The Immigrant Cookbook

The Immigrant Cookbook PDF Author: Leyla Moushabeck
Publisher: Interlink Books
ISBN: 9781566560382
Category : Cooking
Languages : en
Pages : 0

Get Book Here

Book Description
A DIVERSE BOUNTY OF RECIPES BY IMMIGRANT CHEFS FROM AROUND THE WORLD INTERLINK PUBLISHING WILL DONATE A MINIMUM OF $5 FROM THE SALE OF EACH BOOK TO THE AMERICAN CIVIL LIBERTIES UNION TO SUPPORT THE ACLU’S IMMIGRANTS’ RIGHTS PROJECT More than 42 million people living in the United States came here from other countries.
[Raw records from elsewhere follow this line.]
Issue #3372, opened 2016-09-03
v5.0.0 wikipedia submissions have a expando button that doesn't expand anythin.


creesch:
![image](https://cloud.githubusercontent.com/assets/2502190/18226918/0c2eafe2-7215-11e6-8add-d102e1a3f155.png)

andytuba:
Sounds like noEmbed's wiki support is down at the moment?

erikdesjardins:
Deferring to 5.0.2; it could be coincidental that wiki support went down (or we killed it), but let's see if it comes back up soon.

thybag:
Assuming noembeds wiki support doesn't come back, Wikipedia appears to have its own api we may be able to use via an optional permission.  (That said I've not checked what their usage policies are for it)

AjaxGb:
@thybag
https://www.mediawiki.org/wiki/API:Etiquette
It seems pretty lenient; they just ask that you try not to overload the server, and that you provide a User Agent that "identifies your script or service and provides some type of means of contacting you (e.g., an e-mail address)." [Proof of concept.](https://jsfiddle.net/xyh4w2r0/6/)

thybag:
Just had a play around and think i have an example working with cross origin headers (rather than JSONP) https://jsfiddle.net/xyh4w2r0/8/

wataf1:
FYI here is the source code for how noembed handled wikipedia: https://github.com/leedo/noembed/blob/master/lib/Noembed/Provider/Wikipedia.pm

Don't know perl that well but it looks like they didn't even use the API and just scraped the page?

Nolan1971:
If the noembed tool was scraping Wikipedia pages, then it's not really a surprise that it's down. You're really not supposed to scrape Wikipedia, especially at high volume, as that loads the server down (at least, that's my understanding). noembed may be blocked, at this point.

The MediaWiki API is relatively easy to use and is quite useful.

PR #3392, opened 2016-09-04
Wikipedia Expando v2

thybag:
Resolves https://github.com/honestbleeps/Reddit-Enhancement-Suite/issues/3372

clipboard02

The new version uses Wikipedia's own API to generate the expando & now includes the mediabox + some extra styles for it. 

Little unsure how how well we meet https://www.mediawiki.org/wiki/API:Etiquette since RES is a browser extension & thus is going to create a very distributed form of load. I've identified the API user ( as per https://www.mediawiki.org/wiki/API:Main_page#Identifying_your_client ) as `Reddit-Enhancement-Suite/5.0 ( https://github.com/honestbleeps/Reddit-Enhancement-Suite/ )`

Main changes:

* Use wikipedia's own API
* All text expando's include a `res-expando-host-{{moduleId}}` class, so they can be targeted separately
* Some extra styles to improve the display (tested with nightmode)
* Support for wikipedia.com domains
* <del>I was unable to figure out how to replicate getting section content via the #this_section hashes, so now the expando will always just show the top section of the article. </del>

Hope it all looks okay :)


BenMcGarry:
Is there anyway we can contact mediawiki about this beforehand? Just to check there's not something we are missing and to get their blessing.

thybag:
@BenMcGarry Possibly an idea, although I've got now idea how we'd go about that. I guess potentally someone could try emailing them https://en.wikipedia.org/wiki/Wikipedia:Contact_us

lib/css/modules/_showImages.scss
```diff
@@ -505,3 +505,38 @@ body:not(.res-showImages-displayImageCaptions) {
...
+		&:before, &:after {
+			content: "";
+			display: table;
+		}
+		&:after {
+			clear: both;
+		}
+	}
+}
+.res-nightmode .res-expando-host-wikipedia .md table {
```
erikdesjardins: This can go directly in with the table styles (line 521) with `.res-nightmode & { /* css */ }`

lib/modules/hosts/wikipedia.js
```diff
@@ -1,22 +1,38 @@
...
 		const data = await ajax({
-			url: 'https://noembed.com/embed',
-			data: { url: `http://${country}.wikipedia.org/wiki/${article}` },
+			url: `https://${country}.wikipedia.org/w/api.php?action=parse&format=json&prop=text|displaytitle&section=0&page=${article}&origin=*`,
 			type: 'json',
+			headers: {
+				// See https://www.mediawiki.org/wiki/API:Main_page#Identifying_your_client
+				'Api-User-Agent': 'Reddit-Enhancement-Suite/5.0 ( https://github.com/honestbleeps/Reddit-Enhancement-Suite/ )',
+				'Origin': '*',
+				'Content-Type': 'application/json; charset=utf-8',
```
erikdesjardins: This probably isn't necessary because we aren't sending any json

lib/modules/hosts/wikipedia.js
```diff
@@ -1,22 +1,38 @@
...
+
 		const data = await ajax({
-			url: 'https://noembed.com/embed',
-			data: { url: `http://${country}.wikipedia.org/wiki/${article}` },
+			url: `https://${country}.wikipedia.org/w/api.php?action=parse&format=json&prop=text|displaytitle&section=0&page=${article}&origin=*`,
 			type: 'json',
+			headers: {
+				// See https://www.mediawiki.org/wiki/API:Main_page#Identifying_your_client
+				'Api-User-Agent': 'Reddit-Enhancement-Suite/5.0 ( https://github.com/honestbleeps/Reddit-Enhancement-Suite/ )',
+				'Origin': '*',
```
erikdesjardins: The origin header can't be changed:
image

lib/templates/text.mustache
```diff
@@ -1,4 +1,4 @@
-<div class="res-text usertext-body">
+<div class="res-text usertext-body res-expando-host-{{moduleId}}">
```
larsjohnsen: I think this better be placed in the expando-box element, perhaps by setting attribute `host`.

thybag: Good thought + makes it a little more generic so it can work for all mediahosts regardless of type 👍

thybag:
Hmm, guess needing two api calls (when a #bla) is detected ain't the end of the world. Will try and find some time to give it a go

Ajedi32:
Another option would be to request the full article content and section data with one API call, then use the section data (`byteoffset`) to decide what part of the content to display.

lib/modules/hosts/wikipedia.js
```diff
@@ -7,16 +7,31 @@ export default {
 	attribution: false,
 	detect: ({ href }) => (/^https?:\/\/([A-z]{2}|simple)?\.(?:m\.)?wikipedia\.org\/wiki\/(.+)/i).exec(href),
 	async handleLink(href, [, country, article]) {
```
jdforrester: BTW, this isn't a country code but a language code, but it doesn't matter much. :-)

jdforrester:
Hey there, RES user who's also a Wikimedia staffer, provisionally this looks fine. We don't mind distributed read API load like this — it's just natural reader traffic, after all. Using "Reddit-Enhancement-Suite/5.0" in the UA string is great, thanks for doing that.

andytuba:
@jdforrester Thanks for dropping in! To clarify, [double API requests for section](https://github.com/honestbleeps/Reddit-Enhancement-Suite/pull/3392#issuecomment-245422030) are okay too?

jdforrester:
Well, since you asked, if you want to be fancy, using [the REST API](https://en.wikipedia.org/api/rest_v1/) instead of [the actions API](https://en.wikipedia.org/w/api.php) would probably be faster for your users and lower load for us.

For example, https://en.wikipedia.org/api/rest_v1/page/html/Foobar response is the cached "desktop" HTML for the whole page. That's an "unstable" API, but we're not changing it without a bunch of warnings and deprecation time of at least a few weeks.

That doesn't solve the section issue though. Although the API takes a "sections" parameter, it currently means the top-level DOM nodes in the `<body>` — so if the user passed in https://en.wikipedia.org/wiki/Foobar#Example_use_in_code you'd have to pull the HTML from the first query, then work out where Example_use_in_code appears (it's `mwPA` as of writing, but that's not stable between revisions), work out that that section consists (as of writing) of the ids `mwPA`, `mwPQ`, and `mwPw` (and have code to know that the next blob, `mwQA`, isn't part of that section because it's an `<Hx>` where x is equal to or higher than the starting heading, and then either do the work yourself to trim the document or re-request from us, which'd be https://en.wikipedia.org/api/rest_v1/page/html/Foobar?sections=mwPA%2CmwPQ%2CmwPw

That's a bit meh, sorry. :-( We're still working on this area, trying to make it nicer for us as well as third parties to use, especially around sections.

If you want content that's been pre-processed to be more friendly for mobile devices (*e.g.* block templates like infoboxes and some inline media files like pronunciations are removed), you could use https://en.wikipedia.org/api/rest_v1/page/mobile-sections/Foobar to get the HTML split out by section. This has the advantage of letting you just show the section you want (by `sections.[].anchor`), but might not be quite the content you want.

There's also https://en.wikipedia.org/api/rest_v1/page/mobile-sections-lead/Foobar to get the HTML for just the lead section and the IDs for all the other sections, for (I presume) the main use case of a no-anchor entry, which would reduce bandwidth usage.

Hope this helps! Sorry it's a bit of a mess right now.

lib/modules/hosts/wikipedia.js
```diff
@@ -1,22 +1,33 @@
...
+			url: `https://${country}.wikipedia.org/w/api.php?action=parse&format=json&prop=text|displaytitle&section=0&page=${article}&origin=*`,
 			type: 'json',
+			headers: {
+				// See https://www.mediawiki.org/wiki/API:Main_page#Identifying_your_client
+				'Api-User-Agent': 'Reddit-Enhancement-Suite/5.0 ( https://github.com/honestbleeps/Reddit-Enhancement-Suite/ )',
+			},
 		});
 
+		// Clean up returned data
+		const $wikiData = $(`<div>${data.parse.text['*']}</div>`);
```
erikdesjardins: Maybe use `$('<div>', { html: data.parse.text['*'] });` so it degrades a bit more gracefully if `data.parse.text['*']` is null or undefined or invalid html

thybag:
Demo with #section loading https://www.reddit.com/r/todayilearned/comments/525rkb/til_when_rodney_dangerfield_was_asked_how_long/

lib/modules/hosts/wikipedia.js
```diff
@@ -6,10 +6,40 @@ export default {
 	name: 'wikipedia',
 	domains: ['wikipedia.org', 'wikipedia.com'],
 	logo: 'https://en.wikipedia.org/static/favicon/wikipedia.ico',
-	detect: ({ href }) => (/^https?:\/\/([A-z]{2}|simple)?\.(?:m\.)?wikipedia\.(?:com|org)\/wiki\/([^#\?]+)/i).exec(href),
-	async handleLink(href, [, country, article]) {
+	detect: url => {
+		return {
+			article: url.pathname.substr(6), // remove "/wiki/"
```
andytuba: Is it worth double-checking this is an article page before asking the wikipedia api?

lib/modules/hosts/wikipedia.js
```diff
@@ -6,10 +6,40 @@ export default {
...
+		let sectionId = 0;
+
+		// If we have a hash, try and look up its section number
+		if (hash !== '') {
+			const sections = await ajax({
+				url: `https://${language}.wikipedia.org/w/api.php?action=parse&format=json&prop=sections&page=${article}&origin=*`,
+				type: 'json',
+				headers: {
+					// See https://www.mediawiki.org/wiki/API:Main_page#Identifying_your_client
+					'Api-User-Agent': 'Reddit-Enhancement-Suite/5.0 ( https://github.com/honestbleeps/Reddit-Enhancement-Suite/ )',
```
andytuba: How about
import * as Metadata from '../core/metadata';

`Reddit-Enhancement-Suite/${Metadata.version} ( ${Metadata.updatedURL} )`

or even better, add to metadata.js: `export const homepageURL = packageInfo.homepage;` and for the user-agent here, `Reddit-Enhancement-Suite/${Metadata.version} ( ${Metadata.homepageURL} )`

thybag:
I \*think\* this may now be done :p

Since its beginnings, America has been a haven for people seeking refuge from political or economic troubles, or simply those in search of adventure and prosperity in a land where opportunity is promised to all. These émigrés, from every corner of the world, helped make America great long before the 2016 election. Along with their hopes and dreams, they brought valuable gifts: recipes from their homelands that transformed the way America eats. What would the Southwest be without its piquant green chili pepper sauces and stews, New York City without its iconic Jewish delis, Dearborn without its Arab eateries, or Louisiana without the Creole and Cajun flavors of its signature gumbos and jambalayas? Imagine an America without pizza or pad Thai, hummus or hot dogs, sushi or strudel—for most people, it wouldn’t taste much like America at all. In these times of troubling anti-immigrant rhetoric, The Immigrant Cookbook: Recipes that Make America Great offers a culinary celebration of the many ethnic groups that have contributed to America’s vibrant food culture. This beautifully photographed cookbook features appetizers, entrees, and desserts—some familiar favorites, some likely to be new encounters—by renowned chefs from Africa, Asia, Latin America, the Middle East, and Europe.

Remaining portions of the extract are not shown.